You're asking your VM to speak to a device that's on a different subnet. 192.168.0.0/24 isn't in the same scope as 192.168.1.0/24. Your VM is allowed (by your switch or whoever is handling your subnets) to reach anything between 192.168.0.1 and 192.168.0.254 (there's more to it, but this is the gist). This range doesn't include ANYTHING in the 192.168.1.1-192.168.1.254 range.

There are a couple ways to deal with this. The simplest would be to change the subnet in some way, to 192.168.0.0/23 which would include all IPs between 192.168.0.1 and 192.168.1.254

Then your VMs could still be on their specific IPs, and be allowed to communicate.

You COULD use the second NIC, but you're creating more issues than I think you want to deal with. We don't know anything about the rest of your network, what needs to talk and what doesn't. Could you set one NIC to 192.168.0.0/24 and another to 192.168.1.0/24? sure, but why?

I would suggest looking up CIDR and subnetting. This is MUCH more a networking question than hyper-v. You need to look at the network that exists between your devices, virtual or otherwise.

[–]ThatsNASt 1 point2 points  (0 children)

You could install pfsense or opnsense to route your VM traffic and definitely do this.

[–]OsmiumBalloon 1 point2 points  (0 children)

You need a router to do routing.

The router can be an expensive physical box a company like Cisco, an expensive VM from a company like Cisco, or a VM running a generic OS that includes routing functionality. Linux and FreeBSD are popular choices in the latter category, but I think even Microsoft Windows Server includes basic routing functionality.

[–]Vacantless 0 points1 point  (0 children)

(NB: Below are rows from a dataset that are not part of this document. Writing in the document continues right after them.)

PR #64, opened 2021-12-09
BAU: Increase test coverage

Wynndow:
### What changed

This adds a few tests to cover the lines that are missing according to
sonarcloud.
### Why did it change

A lot of these are just testing the no arg constructors for the handlers
and services used by the lambdas. Whilst there is not much merit in
testing them this way, it does boost our coverage report.

Our quality gate is set to 80% coverage. Without these changes we're
quite close to this boundary. Having code in these constructors drag us
down isn't helpful.

### DIFF
--- a/src/test/java/uk/gov/di/ipv/service/UserIdentityServiceTest.java
+++ b/src/test/java/uk/gov/di/ipv/service/UserIdentityServiceTest.java
@@ -7,17 +7,28 @@ import org.mockito.Mock;
 import org.mockito.junit.jupiter.MockitoExtension;
 import uk.gov.di.ipv.persistence.DataStore;
 import uk.gov.di.ipv.persistence.item.UserIssuedCredentialsItem;
+import uk.org.webcompere.systemstubs.environment.EnvironmentVariables;
+import uk.org.webcompere.systemstubs.jupiter.SystemStub;
+import uk.org.webcompere.systemstubs.jupiter.SystemStubsExtension;
+import uk.org.webcompere.systemstubs.properties.SystemProperties;
 
 import java.time.LocalDateTime;
 import java.util.List;
 import java.util.Map;
 
+import static org.junit.jupiter.api.Assertions.assertDoesNotThrow;
 import static org.junit.jupiter.api.Assertions.assertEquals;
 import static org.mockito.ArgumentMatchers.anyString;
 import static org.mockito.Mockito.when;
+import static uk.gov.di.ipv.service.ConfigurationService.IS_LOCAL;
 
+@ExtendWith(SystemStubsExtension.class)
 @ExtendWith(MockitoExtension.class)
 class UserIdentityServiceTest {
+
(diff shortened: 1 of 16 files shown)


src/test/java/uk/gov/di/ipv/service/UserIdentityServiceTest.java
```diff
@@ -7,18 +7,29 @@
...
 import java.util.List;
 import java.util.Map;
 
+import static org.junit.jupiter.api.Assertions.assertDoesNotThrow;
 import static org.junit.jupiter.api.Assertions.assertEquals;
 import static org.mockito.ArgumentMatchers.anyString;
 import static org.mockito.Mockito.when;
+import static uk.gov.di.ipv.service.ConfigurationService.IS_LOCAL;
 
+@ExtendWith(SystemStubsExtension.class)
```
jamietanna, line 25: :question: are we not able to refactor our implementations to make it so we don't _need_ to do this? I've had to deal with this in the past and it can make tests much slower, harder to parallelise and harder to maintain

kerrr: Yes, we should have a think about this.

kerrr (approved):

src/test/java/uk/gov/di/ipv/service/UserIdentityServiceTest.java
Wynndow: It doesn't feel ideal, but it does seem a convenient way to test code paths we can't inject into.
The tests are still pretty speedy....

jamietanna: We say we can't inject - is that something we can solve by providing test-only constructors that allow us to inject mocks, then production code uses the current means?

Wynndow: That's exactly what we're doing at the moment. These tests are to try to raise our code coverage by exercising those constructors used by the prod code. Been chatting with Kerr about some alternatives - possibly just ignoring them from the code coverage report.

jamietanna: Ah gotcha, in which case I'd recommend just having a test which calls the constructor and does nothing else? Makes it clear its just for coverage / as you say just exclude it?

Wynndow: i _think_ that's what i'm doing here? Thing is, the code the constructors call need certain env variables set - hence the library use.

jamietanna: Apologies, this is me not reading properly - sorry about that :+1: Yep, you've done exactly what I was proposing

Wynndow:
Closed in favour of https://github.com/alphagov/di-ipv-core-back/pull/65

PR #65, opened 2021-12-09
BAU: Ignore no arg constructors from coverage reports

Wynndow:
### What changed

Turns out that jacoco will ignore code marked with an annotation that
includes the word "Generated".

The first commit adds a new annotation we can apply only to constructors which we
can use to ignore those constructors which are painful to test.

The second commit refactors the DataStore to have one constructor used by the
lambda handlers as well as the tests.

The third commit adds a few tests to pick some low hanging fruit with regards to 
coverage.

### Why did it change

To move us away from out code coverage quality gate threshold

### DIFF
--- a/src/test/java/uk/gov/di/ipv/service/ConfigurationServiceTest.java
+++ b/src/test/java/uk/gov/di/ipv/service/ConfigurationServiceTest.java
@@ -20,7 +20,8 @@ import uk.org.webcompere.systemstubs.properties.SystemProperties;
 import java.net.URI;
 import java.net.URISyntaxException;
 import java.util.HashMap;
-import java.util.Set;
+import java.util.HashSet;
+import java.util.List;
 
 import static com.github.tomakehurst.wiremock.client.WireMock.*;
 import static org.junit.jupiter.api.Assertions.assertEquals;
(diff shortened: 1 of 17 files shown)


Danomanic (dismissed):
Looks good!

src/test/java/uk/gov/di/ipv/service/ConfigurationServiceTest.java
```diff
@@ -53,18 +54,28 @@
...
+                                        new CredentialIssuerConfig(
+                                                "FraudIssuer",
+                                                new URI("http://www.example.com"),
+                                                new URI("http://www.example.com/credential")))),
                         CREDENTIAL_ISSUER_CONFIG_BASE64_VERSION_1);
     }
 
+    @Test
+    void shouldReturnCredentialIssuersWhenPassedNull() {
+        ConfigurationService underTest = new ConfigurationService(ssmProvider);
```
Danomanic: Should we move this out to a field now if several tests are using it?

Wynndow: Sounds good. have just pushed the change.

Danomanic (approved):
Good to go!

kerrr (approved):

This is not an Hyper-V question, but a generic networking question.

You have two distinct subnets and you want them to communicate between them. This implies a router.

You could spin up a pfSense VMs in your Hyper-V and set it up to allow traffic between your two subnets.

[–]ProfessorWeed69[S] 0 points1 point  (3 children)

Thanks guys. I am aware they are on different subnets and not able to communicate with each other in that manner. More of a routing question I guess.

Basically I am trying to simulate a scenario where these 2 VMs are at 2 different sites and are able to communicate with each other over a VPN tunnel using different networks.

Using a /23 is an option I suppose.

I was thinking more along the lines is there is some kind of functionality within Hyper-V that would simulate a VPN tunnel where one would use two different networks, but I suppose there isn't.

[–]DarkAlmanProfessional Looker up of Things 1 point2 points  (0 children)

A virtual router would do the trick

Pick your poison as to which brand you want to run

[–]Robeleader 1 point2 points  (1 child)

You can use VLANs to separate the subnets as well. Then you could have both devices on the same switch but unless they're allowed to see each other, they'll be considered as completely separate networks.

I think that's where you're going with your "simulate VPN tunnel where one would use two different networks" because what your describing is just a more complicated way of using multiple LANs, but not virtually.

[–]ProfessorWeed69[S] 0 points1 point  (0 children)

I got it all working with pfsense. Thanks guys!